Further, the Court expressly noted at least three times during the allocution the terms of the sentence promise that was offered to Defendant as part of the plea agreement—that, upon meeting certain conditions, Defendant would receive a determinate sentence of eleven years in state prison, which included an eight year sentence plus three additional years because the victim was operating a “for hire” vehicle at the time of the crime, and that there would be five years of post-release supervision for the charge of Robbery in the First Degree. Tr. pp. 4, 6, 12. Defendant stated during his allocution that he understood all of the terms of his guilty plea and the terms of the sentence that would be imposed. Tr. pp. 9–14.
Defendant's request that the Court consider a finding by a psychologist that Defendant has “Borderline Intellectual Functioning” in determining whether Defendant be permitted to withdraw his guilty plea also is unavailing. No such finding is in the record. Although Defendant points to an evaluation conducted by a psychologist retained by Defendant's previous counsel, which report apparently was submitted to the District Attorney's office in September 2009, as well as to the Court, the report provides no support for Defendant's contention that he was mentally incompetent to enter a guilty plea. The report does not indicate that Defendant is unable to understand what is said to him or to comprehend the consequences of his actions. Notably, no application ever was made, during the 22 months that the matter was pending, pursuant to CPL 730.10, for a determination that Defendant be considered an “incapacitated person.” Indeed, Defendant does not even claim, in his affidavit in support of his on this motion, that he did not understand the nature of his plea. Defendant's level of intellectual functioning is not so low as to render him incapable of understanding the nature of his plea or its consequences.

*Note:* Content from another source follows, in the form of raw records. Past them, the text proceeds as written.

PR #17221, opened 2025-07-04
chore: use encoded txns while conversions

### LINKED ISSUE #17186: reuse encoded txs when doing the payload to RecoveredBlock conversion
### Describe the feature

Blocked by https://github.com/paradigmxyz/reth/issues/17413

currently we do:

https://github.com/paradigmxyz/reth/blob/60940dd243918a1ba55f5cce5046a443bc75611d/crates/ethereum/node/src/engine.rs#L46-L51

after doing:

https://github.com/paradigmxyz/reth/blob/60940dd243918a1ba55f5cce5046a443bc75611d/crates/ethereum/payload/src/validator.rs#L81-L81

however with 

https://github.com/alloy-rs/alloy/blob/c808022d571aaffb97a3429a0fdba6fc06e8f7aa/crates/rpc-types-engine/src/payload.rs#L1180-L1193

we could reuse the input bytes directly for recovery and avoiding another rlp(tx) operation when doing recovery.

e.g. we decode txs from the bytes and also use the bytes to recover the sender and store in a vec,

then we can make use of:

https://github.com/paradigmxyz/reth/blob/60940dd243918a1ba55f5cce5046a443bc75611d/crates/primitives-traits/src/block/recovered.rs#L95-L99

directly.

to do this we need to change the return value of

https://github.com/paradigmxyz/reth/blob/60940dd243918a1ba55f5cce5046a443bc75611d/crates/ethereum/payload/src/validator.rs#L72-L75

to what we have here:

https://github.com/paradigmxyz/reth/blob/60940dd243918a1ba55f5cce5046a443bc75611d/crates/ethereum/node/src/engine.rs#L46-L49

### Additional context

_No response_

dawksh:
`try_into_block_with_sidecar`: does a direct RLP decode of transaction bytes into transaction struct
`try_recover_sealed_unchecked`: uses already decoded transaction

Resolves #17186

### DIFF
--- a/Cargo.lock
+++ b/Cargo.lock
@@ -12220,9 +12220,9 @@ checksum = "1f3ccbac311fea05f86f61904b462b55fb3df8837a366dfc601a0161d0532f20"
 
 [[package]]
 name = "tokio"
-version = "1.46.0"
+version = "1.46.1"
 source = "registry+https://github.com/rust-lang/crates.io-index"
-checksum = "1140bb80481756a8cbe10541f37433b459c5aa1e727b4c020fbfebdc25bf3ec4"
+checksum = "0cc3a2344dafbe23a245241fe8b09735b521110d30fcefbbd5feb1797ca35d17"
 dependencies = [
  "backtrace",
  "bytes",


crates/ethereum/payload/src/validator.rs
```diff
@@ -72,14 +72,17 @@ impl<ChainSpec: EthereumHardforks> EthereumExecutionPayloadValidator<ChainSpec>
...
+    ) -> Result<RecoveredBlock<Block<T>>, PayloadError> {
         let ExecutionData { payload, sidecar } = payload;
 
         let expected_hash = payload.block_hash();
 
         // First parse the block
         let sealed_block = payload.try_into_block_with_sidecar(&sidecar)?.seal_slow();
 
+        // Get Senders
+        let senders = sealed_block.senders().unwrap();
```
mattsse: this is effectively the same thing as before

mattsse (changes requested):
this doesn't address the intended change yet,

we need to actually reuse the input bytes

crates/ethereum/payload/src/validator.rs
dawksh: apologies, pushed the actual fix, my first reth contribution, was a little confused

dawksh: have posted my reasoning in the PR description, hoping this is correct

dawksh: figuring this out, wip

dawksh: please take a look now, explained my reasoning in PR Description, my first time working with reth so got a bit confused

People v. Young, 257 A.D.2d 764, 764 (3rd Dept.1999). Indeed, the Court's observation of Defendant during the plea lead to its conclusion that Defendant's plea was made knowingly, intelligently and voluntarily.
Defendant's assertion that he was under significant stress at the time of the plea, due to his wife's medical problems, and the stress of the trial, also is not a basis to allow Defendant to withdraw his plea. People v. Alexander, 97 N.Y.2d at 486 (that defendant is “emotionally distraught” when pleading guilty affords no basis to withdraw plea), citing, People v. Green, 75 N.Y.2d 902, 904 (1990).
Accordingly, Defendant's motion to withdraw his guilty plea is without merit and is denied in its entirety.
The following papers were considered by the Court in deciding this motion: Notice of Motion, filed on June 14, 2010, and Attorney's Affirmation in Support of Motion by Michael Torres, Esq., and Affidavit in Support by Mark Jurgins; Affidavit in Opposition by Assistant District Attorney Diego Hernandez, filed on June 17, 2010.
The foregoing constitutes the decision and order of the Court.